In previous versions there was a setting called $wgWBRepoSettings['conceptBaseUri'] which let you manually set the URI to use, but it has been deprecated, so regardless of the other two problems the wdqs-updater is still broken.

All of these problems went away, if I simply removed the $wgServer setting. Great, no problem then! I already have my NGINX setup to redirect anyone landing on a HTTP page to the HTTPS version. But we found out quickly that not setting $wgServer breaks the front-end client. When you load the page it's being loaded over HTTPS but all the javascript is being configured to reach out to the /w/api.php endpoints over HTTP. So modern browsers will not allow HTTPS loaded javascript to talk to HTTP API endpoints. Again, for someone who knows this software inside and out there is probably an obvious fix for this, some simple setting or something, but digging around I could not find anything much. I tried a lot of things including setting the $wgServer to “//base.semlab.io” but the front end still insisted on using the HTTP endpoints in the javascript.
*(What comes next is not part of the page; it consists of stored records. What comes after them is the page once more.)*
PR #1769, opened 2024-04-17
CAS2-408: return author's name on ApplicationSummaries

Harriethw:
Our dashboard for displaying lists of applications to referrers needs the author's name - this PR gets the name from the `nomis_users` table in the sql queries that return `ApplicationSummaries` and adds it to the API model.

Note: the ApplicationSummary is shared across the models on `/applications` and `/submissions` [(we are aware this is a bit of tech debt we need to address) ](https://dsdmoj.atlassian.net/browse/CAS2-325) - the submissions end point does not need to see this author name atm, so I'm not currently returning it in the SubmissionsTransformer.

### DIFF
--- a/src/main/resources/static/codegen/built-cas2-api-spec.yml
+++ b/src/main/resources/static/codegen/built-cas2-api-spec.yml
@@ -2443,6 +2443,8 @@ components:
             createdByUserId:
               type: string
               format: uuid
+            createdByUserName:
+              type: string
             status:
               $ref: '#/components/schemas/ApplicationStatus'
             latestStatusUpdate:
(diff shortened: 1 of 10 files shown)


src/main/resources/static/codegen/built-cas2-api-spec.yml
```diff
@@ -2443,6 +2443,8 @@ components:
             createdByUserId:
               type: string
               format: uuid
+            createdByUserName:
```
Harriethw, line 2446: just realised maybe userName could easily be confused with username 🤔

danhumphreys-moj (approved):

PR #1773, opened 2024-04-18
(Chore) Attempt to improve build times

pezholio:
This is a grabbag of attempts to _try_ and improve build times. 

I started by changing the gradle.properties (which I think will only help us locally). There's a degree of cargo-culting there (see https://stackoverflow.com/questions/45327617/very-very-slow-gradle-build-on-android-studio), but it all seems to make sense.

I then noticed that the build was running twice, so have attempted to fix that, which shaves about a minute off the build time. I also noticed that the `UserAllocationsTest` had some expensive setup, so have shared the database context there.

### DIFF
--- a/.circleci/config.yml
+++ b/.circleci/config.yml
@@ -136,7 +136,7 @@ jobs:
             - gradle-
       - run:
           name: Build project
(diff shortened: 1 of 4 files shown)


davidatkinsuk (approved):
LGTM 👍

PR #1774, opened 2024-04-18
(APS-266) Remove Community API data sources

pezholio:
We no longer use these in any environment, so these are safe to remove.


davidatkinsuk (approved):
LGTM 👍 

i'm not sure if there's any functions we can/want to get rid of in the communityApiClient?

pezholio:
I think there might be, but let's keep them around for now

PR #1775, opened 2024-04-18
(Chore) Share database context in TasksTest

pezholio:
We are doing A LOT of shared setup / teardown here, especially in the filtering tests. This seems to be a significant contributor to our slow build times. I’m nested all the tests at one level now and made the filtering/pagination tests inherit from our `InitialiseDatabasePerClassTestBase` class, and things seem a lot quicker.

We could probs improve this further, but I think this addresses the vast majority of the problematic tests.


davidatkinsuk (approved):
lovely stuff 👍

PR #1778, opened 2024-04-18
(Chore) Return event dates in UI format

pezholio:
At the moment these get returned in ISO8601 format, which I love but it’s not very friendly for end users.


davidatkinsuk (approved):
LGTM 👍

PR #1781, opened 2024-04-18
[APS-587] Add API endpoints for Requests for Placement

danlivings-dxw:
> See [APS-587 on the Approved Premises Jira board](https://dsdmoj.atlassian.net/browse/APS-587).

This PR introduces the `GET /applications/{applicationId}/requests-for-placement` and `GET /applications/{applicationId}/requests-for-placement/{requestForPlacementId}` endpoints, which can be used to retrieve a list of requests for placement and a specific request respectively.

These endpoints use the newly-introduced `RequestForPlacement` schema, which provides a unified abstraction over both placement applications and placement requests. In the future both of these will be fully merged into the request for placement concept.

### DIFF
--- a/src/main/kotlin/uk/gov/justice/digital/hmpps/approvedpremisesapi/jpa/entity/PlacementApplicationEntity.kt
+++ b/src/main/kotlin/uk/gov/justice/digital/hmpps/approvedpremisesapi/jpa/entity/PlacementApplicationEntity.kt
@@ -8,6 +8,7 @@ import org.springframework.data.jpa.repository.Modifying
 import org.springframework.data.jpa.repository.Query
 import org.springframework.stereotype.Repository
 import org.springframework.stereotype.Service
+import uk.gov.justice.digital.hmpps.approvedpremisesapi.api.model.WithdrawPlacementRequestReason
 import java.time.OffsetDateTime
 import java.util.UUID
 import javax.persistence.Column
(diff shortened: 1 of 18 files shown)


src/main/kotlin/uk/gov/justice/digital/hmpps/approvedpremisesapi/jpa/entity/PlacementApplicationEntity.kt
```diff
@@ -169,15 +170,21 @@ enum class PlacementApplicationDecision(val apiValue: ApiPlacementApplicationDec
...
-  ALTERNATIVE_PROVISION_IDENTIFIED,
-  WITHDRAWN_BY_PP,
-  CHANGE_IN_CIRCUMSTANCES,
-  CHANGE_IN_RELEASE_DECISION,
-  NO_CAPACITY_DUE_TO_LOST_BED,
-  NO_CAPACITY_DUE_TO_PLACEMENT_PRIORITISATION,
-  NO_CAPACITY,
-  ERROR_IN_PLACEMENT_REQUEST,
-  RELATED_APPLICATION_WITHDRAWN,
+enum class PlacementApplicationWithdrawalReason(val apiValue: WithdrawPlacementRequestReason) {
```
pezholio, line 175: 🙌

pezholio (approved):
LGTM - nice work 👍

src/main/kotlin/uk/gov/justice/digital/hmpps/approvedpremisesapi/service/RequestForPlacementService.kt
```diff
@@ -0,0 +1,63 @@
...
+  private val placementApplicationService: PlacementApplicationService,
+  private val placementRequestService: PlacementRequestService,
+  private val requestForPlacementTransformer: RequestForPlacementTransformer,
+) {
+  fun getRequestsForPlacementByApplication(applicationId: UUID): AuthorisableActionResult<List<RequestForPlacement>> {
+    if (applicationService.getApplication(applicationId) == null) {
+      return AuthorisableActionResult.NotFound("Application", applicationId.toString())
+    }
+
+    val placementApplications = placementApplicationService.getAllPlacementApplicationsForApplicationId(applicationId)
```
davidatkinsuk, line 22: Assuming the UI isn't filer out any results, I think this is going to return unexpected entities as it will return unsubmitted and reallocated placement apps

We have slightly strange behaviour at the moment where the UI will save unsubmitted placement applications in the backend, but there's no way for it to retrieve them, so they effectively become orphaned if the user navigates away. I don't think we should be returning these applications in this list as i don't think the UI knows what to do with them (although it would be nice to have the ability to managed unsubmitted placement_applications in the future)

Reallocated placement applications shouldn't be returned because they're effectively duplicates of the copy made when reallocation occurs. Ideally we'd handle this with a separate task entity instead of doing this, but that's for the future

I think you should be using the same method as the 'old' endpoint which is now called getAllActivePlacementApplicationsForApplicationId as we know this was returning the correct set of placement applications. Note that this backs onto a repository method that claims to filter out withdrawn placement_applications but that isn't the case as we do see withdrawn request for placements on the current UI. We probably need to tidy up the name on that

davidatkinsuk: If you take a look at ApplicaitonTest.GetPlacementApplications there's a bunch of test cases for these scenarios you can probably lift and shift to test the new endpoint

src/test/kotlin/uk/gov/justice/digital/hmpps/approvedpremisesapi/integration/RequestsForPlacementTest.kt
```diff
@@ -0,0 +1,214 @@
...
+    }
+
+    @Test
+    fun `Get a Request for Placement for an application returns a 200 response with the expected placement application`() {
+      `Given a User` { user, jwt ->
+        val schema = approvedPremisesPlacementApplicationJsonSchemaEntityFactory.produceAndPersist()
+
+        `Given a Placement Application`(createdByUser = user, schema = schema) { placementApplication ->
+          webTestClient.get()
+            .uri("/applications/${placementApplication.application.id}/requests-for-placement/${placementApplication.id}")
```
edavey, line 199: are we still planning to implement a composite ID e.g.

- `.../requests-for-placement/placement_application:bc12b7e8-a404-4216-97ad-1b18199e0602`
- `.../requests-for-placement/placement_request:49f282ad-ff82-4747-8a7d-9c30407c594e`

I believe we thought that this would be helpful:

- to the controller or service handling the request (perhaps `RequestForPlacementService. getRequestForPlacement()`) and also, perhaps especially
- to humans when debugging / developing

See https://dsdmoj.atlassian.net/browse/APS-587?focusedCommentId=444903

edavey (commented):
👍 nice work! Just a question about the "composite" ID which we discussed at the outset...

PR #1783, opened 2024-04-19
(APS-691) Return information requests in timeline

pezholio:
A user has reported that once they have made an information request, it's impossible to see what the initial request was. I've added the ability to review it in the assess screen in https://github.com/ministryofjustice/hmpps-approved-premises-ui/pull/1742, but I think it'll be useful to show this information in the timeline too for audit purposes.


davidatkinsuk (approved):
LGTM 👍 

Do we know if this will formatted with line breaks when rendered on the UI?

pezholio:
There's some code in the UI PR that will do this 👍

PR #1785, opened 2024-04-19
(Chore) Share workspace more effectively in CI

pezholio:
When we build the project in the CircleCI build step, we throw away all the generated build info in the `~/.gradle` directory, meaning when we start our test steps, we have to initialise Gradle all over again, adding a couple of minutes to each test step.

This updates the build step to share everything in the `~/.gradle` home directory with the test steps, reducing the amount of time Gradle takes to spin up. We also remove the `checkout` step as we don't need this as the workspace is shared.

Now the build step is more effective, we can increase the number of parallel containers used in our integration tests and this will have more effect as we're spending less time in each container repeating the setup process.

### DIFF
--- a/.circleci/config.yml
+++ b/.circleci/config.yml
@@ -207,7 +207,7 @@ jobs:
       - store_artifacts:
           path: build/reports/tests
   integration_test:
-    parallelism: 6
+    parallelism: 7
     environment:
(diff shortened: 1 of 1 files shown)


davidatkinsuk (approved):
LGTM 👍

PR #1787, opened 2024-04-19
APS-638 add /people/{crn}/offences/v2 endpoint

davidatkinsuk:


src/main/resources/static/codegen/built-api-spec.yml
```diff
@@ -1485,6 +1486,37 @@ paths:
                 $ref: '#/components/schemas/Problem'
         500:
           $ref: '#/components/responses/500Response'
+  /people/{crn}/offences/v2:
```
pezholio, line 1489: I wonder if we can version using headers instead of a URL, so if we make a request with, for example:

```
Content-Type: application/json; version=2
```

We get the new behaviour. That way once we retire version 1 of the API, we're not left with a `*/v2` version of the URL we have to keep around

davidatkinsuk: That should be possible - presumably the UI would be OK dealing with sending custom mime types in the Accept header? If yes, I'll give it a go

pezholio: Yep, we should be good with that. Would also allow us to potentially configure it via feature flags, which could help

PR #2138, opened 2024-08-01
APS-1134 - Add fields to CAS1 booking cancelled domain event

davidatkinsuk:
Before this commit, the CAS1 booking cancelled domain event details did not provide:

1. The date (and only the date) of when the cancellation occurred
2. The datetime of when the cancellation was recorded

The domain event did provide a datetime for when the cancellation occurred, but the time was always set to midnight UTC. This is currently being used by probation-integration services to set the time the contact occurred. This has resulted in two issues:

1. The cancellation appears to happen at either midnight or 1am, depending on the current daylight savings
2. If multiple cancellations happen for the same CRN in the same day, due to limitations in contact recorded only one contact is seen (despite referrals being correctly deleted in Delius).

This commit introduces the values mentoned at the top of this description. These fields can then be used by probation-integration to resolve the aforementioned issues.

I finally just said fine, I’ll force it to serve the client javascript configured to use the HTTPS endpoints by editing the source code. I made changes to the `ClientHtml.php`, `mediawiki.loader.js` and `WikibaseClient.default.php` files and overlaid them on the docker image like so:

- ./custom_assests/ClientHtml.php:/var/www/html/includes/ResourceLoader/ClientHtml.php
- ./custom_assests/mediawiki.loader.js:/var/www/html/resources/src/startup/mediawiki.loader.js

Basically changing those files to hard code it to use “https://base.semlab.io” in all its settings being sent to the client. A bit hackish but it works.


NGINX configuration files:
This is what my NGINX config file looks like, I decided to use subdomains, but you could use paths if you wanted, for example our query service interface lives at query.semlab.io but you could have it at base.semlab.io/query/ or something, since I used subdomains I have a NGINX file for each subdomain that are pretty much the same with changes for the subdomain name and what exposed port it is running locally.

server {

	root /var/www/html;
	index index.html index.htm index.nginx-debian.html index.php;

	server_name base.semlab.io;

	location / {
			proxy_pass  http://localhost:8181/;                
			proxy_set_header Host $host;
			proxy_set_header X-Real-IP $remote_addr;
			proxy_set_header X-Forwarded-For $proxy_add_x_forwarded_for;

	listen 80;
	listen [::]:80;

This is the basic config file I started out with then use let’s encrypt’s certbot to enable SSL and HTTPS. The important part is the prox_pass sending the request to the localhost with 8181 being the port configured to be exposed in docker-compose.yml file.